> _PROBLEM DESCRIPTION_
Once you have reviewed the listing below, restate it word for word.

>>>>

PR #1048, opened 2015-10-01
Correct the default setting of s3's "secure" parameter in configuration.md

aaronlehmann:
This defaults to true in the code, but the doc claimed it defaults to
false.


RichardScothern:
LGTM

<<<<

> _EXPECTED ANSWER_
PR #1048, opened 2015-10-01
Correct the default setting of s3's "secure" parameter in configuration.md

aaronlehmann:
This defaults to true in the code, but the doc claimed it defaults to
false.


RichardScothern:
LGTM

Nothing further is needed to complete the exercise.